_Work request_: Looking only at the lines below that contain "account", give the number of them and no other text.

--- START ---

PR #493, opened 2021-04-05
Improve publish speed by between 2x and 20x

dralley:
Use a more single query rather than N small queries to iterate content
artifacts.

Using a repositoriy containing 20,000 content units, the publish time
is improved to around 1 second (opposed to ~23 seconds) if the content
is immediate, and 14 seconds (vs. the same) if content is on_demand.

Complexity (in terms of # of queries performed and not taking into account
query complexity) was reduced from 2N + 1 to either a constant or 1N
depending on whether content was synced immediate or on-demand.

Benefit is very noticeable.

closes: #8508
https://pulp.plan.io/issues/8508

### DIFF
--- a/pulp_file/app/tasks/publishing.py
+++ b/pulp_file/app/tasks/publishing.py
@@ -5,9 +5,14 @@ from gettext import gettext as _
 
 from django.core.files import File
 
-from pulpcore.plugin.models import RepositoryVersion, PublishedMetadata, RemoteArtifact
+from pulpcore.plugin.models import (
+    ContentArtifact,
+    RepositoryVersion,
+    PublishedMetadata,
+    RemoteArtifact,
+)
 
-from pulp_file.app.models import FileContent, FilePublication
+from pulp_file.app.models import FilePublication
 from pulp_file.manifest import Entry, Manifest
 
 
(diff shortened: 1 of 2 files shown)


dralley:
Complexity (in terms of # of queries performed and not taking into account query complexity) 2N + 1, and is now constant or 1N depending on whether content was synced immediate or on-demand.

Benefit is very noticeable.

mdellweg (approved):
:+1:

If i read it correctly, it scales accordingly for mixed repo versions: `1 + #(on-demand artifacts)`

ipanova:
Nice!

pulp_file/app/tasks/publishing.py
```diff
@@ -57,20 +62,19 @@ def populate(publication):
...
-        _artifact = content_artifact.artifact
-        if not _artifact:
-            _artifact = RemoteArtifact.objects.filter(content_artifact=content_artifact).first()
-        return _artifact
-
-    for content in FileContent.objects.filter(
-        pk__in=publication.repository_version.content
-    ).order_by("-pulp_created"):
-        for content_artifact in content.contentartifact_set.all():
-            artifact = find_artifact()
```
dralley, line 70: 2N + 1 queries

PR #495, opened 2021-04-06
Add a reverse migration to distribution change

mdellweg:


mdellweg:
It turns out, that this operation fails to perform backwards. I have no idea yet, how to solve this.

``` python
        migrations.AlterField(
            model_name='filedistribution',
            name='distribution_ptr',
            field=models.OneToOneField(auto_created=True,
                                       on_delete=django.db.models.deletion.CASCADE,
                                       parent_link=True, primary_key=True,
                                       related_name='file_filedistribution', serialize=False,
                                       to='core.Distribution'),
            preserve_default=False,
        ),
```

mdellweg:
It turns out, that the following statements in the resulting sql-backward migration (pulpcore-manager sqlmigrate file 0009 --backwards) are in the wrong order:
``` sql
ALTER TABLE "file_filedistribution" ALTER COLUMN "distribution_ptr_id" DROP NOT NULL;
ALTER TABLE "file_filedistribution" DROP CONSTRAINT "file_filedistribution_distribution_ptr_id_5ce5564b_pk";
```
I think, this is a django bug.

daviddavis:
This looks good to me.

mdellweg:
> This looks good to me.

It does not work. Once loaded with data, you get:
django.db.utils.InternalError: could not find trigger 86175

mdellweg:
This should work now. I tested forward and backward several times with the following data:

```
#!/bin/bash

set -eux

pulp file distribution destroy --name "test2" || true
pulp file distribution destroy --name "test1" || true
pulp file repository destroy --name "test1" || true
pulp file remote destroy --name "test1" || true

pulp file remote create --name "test1" --url "https://fixtures.pulpproject.org/file/PULP_MANIFEST"
pulp file repository create --name "test1" --remote "test1"
pulp file repository sync --name "test1"
PUBLICATION_HREF=$(pulp file publication create --repository "test1" | jq -r '.pulp_href')
pulp file distribution create --name "test1" --base-path "test1"
pulp file distribution create --name "test2" --base-path "test2" --publication $PUBLICATION_HREF
```

daviddavis:
I created some distributions against `1c96911` then checked out this PR and ran the migration. Everything worked. So then I ran `pulpcore-manager migrate file 0008` followed by `pulpcore-manager migrate file 0009` and confirmed everything worked again. :+1:

daviddavis (approved):

daviddavis:
I guess we need to update this @pulp/rpm migration too?

https://github.com/pulp/pulp_rpm/blob/master/pulp_rpm/app/migrations/0032_new_distribution_model.py

dralley:
@daviddavis Yup

pulp_file/app/migrations/0009_move_data_to_new_master_distribution_model.py
```diff
@@ -4,73 +4,74 @@
...
-pks_to_delete = []
-
-
-def migrate_data_from_old_master_model_to_new_master_model(apps, schema_editor):
+def migrate_data_from_old_model_to_new_model_up(apps, schema_editor):
+    """ Move objects from FileDistribution to NewFileDistribution."""
     FileDistribution = apps.get_model('file', 'FileDistribution')
-    CoreDistribution = apps.get_model('core', 'Distribution')
-    for old_file_distribution in FileDistribution.objects.all():
+    NewFileDistribution = apps.get_model('file', 'NewFileDistribution')
```
dralley, line 10: Is this just an attempt at making it more generic and proper or is it strictly necessary for functional reasons for the file plugin?

pulp_file/app/migrations/0009_move_data_to_new_master_distribution_model.py
```diff
@@ -4,73 +4,74 @@
...
-                name=old_file_distribution.name,
-                base_path=old_file_distribution.base_path,
-                content_guard=old_file_distribution.content_guard,
-                remote=old_file_distribution.remote,
-                publication=old_file_distribution.publication,
-            )
-            new_master_model_entry.save()
-            old_file_distribution.distribution_ptr = new_master_model_entry
-            old_file_distribution.save()
-            pks_to_delete.append(old_file_distribution.pulp_id)
```
dralley, line 29: I'm glad we can get rid of this, I'm just concerned that perhaps there was some necessary reason it was done in such a convoluted fashion originally?

pulp_file/app/migrations/0009_move_data_to_new_master_distribution_model.py
```diff
@@ -4,73 +4,74 @@
...
+                base_path=file_distribution.base_path,
+                content_guard=file_distribution.content_guard,
+                remote=file_distribution.remote,
+                publication=file_distribution.publication
+            ).save()
+            file_distribution.delete()
 
 
 class Migration(migrations.Migration):
+    atomic = False
```
dralley, line 48: Why is this necessary?

pulp_file/app/migrations/0009_move_data_to_new_master_distribution_model.py
mdellweg: Not sure, what you mean. The `apps.get_model` is Django's way to provide you the historical model with a schema that matches the current state of the migration.
In this case, it provides you the transient `NewFileDistribution` that only pops into existance to later be renamed to `FileDistribution`. Its evanescent nature manifests in its complete lack of presence in the actual code.

pulp_file/app/migrations/0009_move_data_to_new_master_distribution_model.py
mdellweg: I believe the problem of being unable to delete the old base objects was, that the `basedistribution_base_ptr` had a foreign key constraint that was only lifted by removing the field from the table.
In the new approach there is no such ambiguity of inheritance that prevents the immediate deletion of old objects.

pulp_file/app/migrations/0009_move_data_to_new_master_distribution_model.py
mdellweg: This solves the aforementioned trigger error.
My theory: When inserting new items into the new table, Django or Postgres add a trigger to check for constraints upon leaving the transaction. Renaming the table however breaks the relation and the trigger cannot be found anymore. Ending the transaction earlier fixes the problem.
Django suggests making data migrations non atomic:
https://docs.djangoproject.com/en/2.2/howto/writing-migrations/#non-atomic-migrations

pulp_file/app/migrations/0009_move_data_to_new_master_distribution_model.py
dralley: What I mean is that NewFileDistribution and core.Distribution are effectively the same synce the former adds no new fields over the latter.  I agree that it should be used since it's more specific, I'm just trying to make sure my mental model is correct.

pulp_file/app/migrations/0009_move_data_to_new_master_distribution_model.py
dralley: +1

pulp_file/app/migrations/0009_move_data_to_new_master_distribution_model.py
dralley: I know that constraints are checked last, I don't know the specific implementation details.  But this sounds plausible. It also sounds potentially like a bug - maybe we should bring it up in #django and what people say.

Are there portions of the migration that we can make atomic or non-atomic selectively rather than making the entire migration non-atomic in a blanket way?

pulp_file/app/migrations/0009_move_data_to_new_master_distribution_model.py
```diff
@@ -4,73 +4,74 @@
...
+            options={
+                'default_related_name': '%(app_label)s_%(model_name)s',
+            },
+            bases=('core.distribution',),
         ),
-        migrations.RunPython(migrate_data_from_old_master_model_to_new_master_model),
-        migrations.RemoveField(
-            model_name='filedistribution',
-            name='basedistribution_ptr',
+        migrations.RunPython(
```
dralley, line 66: What I mean is, I believe we can put `atomic=True` here rather than having our own transactions inside, and perhaps for other operations also.

Sidenote: if this is declared atomic by default, it means that the "transaction" in the migration was actually just a "savepoint".  I don't remember how the semantic differ, precisely.

pulp_file/app/migrations/0009_move_data_to_new_master_distribution_model.py
mdellweg: NewFileDistribution here is more than core.Distribution, as it's a detail table. So i am copying objects from one detail table to the other.
IMHO you should never add objects to the core.Distribution table directly.

pulp_file/app/migrations/0009_move_data_to_new_master_distribution_model.py
ggainey: transactions in postgres can have multiple savepoints, and rollback can go back to a specific savepoint (rather than rolling back the entire transaction). You have to specifically do a 'ROLLBACK TO savepoint', iirc, to take advantage of this, and I don't know if/how Django does so.

pulp_file/app/migrations/0009_move_data_to_new_master_distribution_model.py
mdellweg: I have not seen a way to make several steps of the migration atomic.
What we could do is move the last two steps (Deleting and renaming Tables) in a separate migration. But i am unsure whether this would gain much.

pulp_file/app/migrations/0009_move_data_to_new_master_distribution_model.py
mdellweg: I had atomic=true with and without the inner transactions and it produced the same error.

dralley: Good to know

dralley: I'm still interested in figuring out of this is an upstream bug, but LGTM

dralley (approved):

dralley:
@mdellweg I'm planning on swapping the distribution models today on many of the plugins.  If you can copy this PR to the RPM plugin and fix the template to use the new model, then I'll handle all of the rest.

mdellweg:
> @mdellweg I'm planning on swapping the distribution models today on many of the plugins. If you can copy this PR to the RPM plugin and fix the template to use the new model, then I'll handle all of the rest.

What template do you mean?

dralley:
@mdellweg The plugin template. e.g. https://github.com/pulp/plugin_template/blob/master/templates/bootstrap/plugin_name/app/viewsets.py.j2#L218

daviddavis:
Oh yea, I totally forgot about the plugin template. I can take care of it unless @mdellweg you want to.

mdellweg:
@dralley https://github.com/pulp/pulp_rpm/pull/1971

@daviddavis that would be great!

--- END ---

_Exercise response_: 2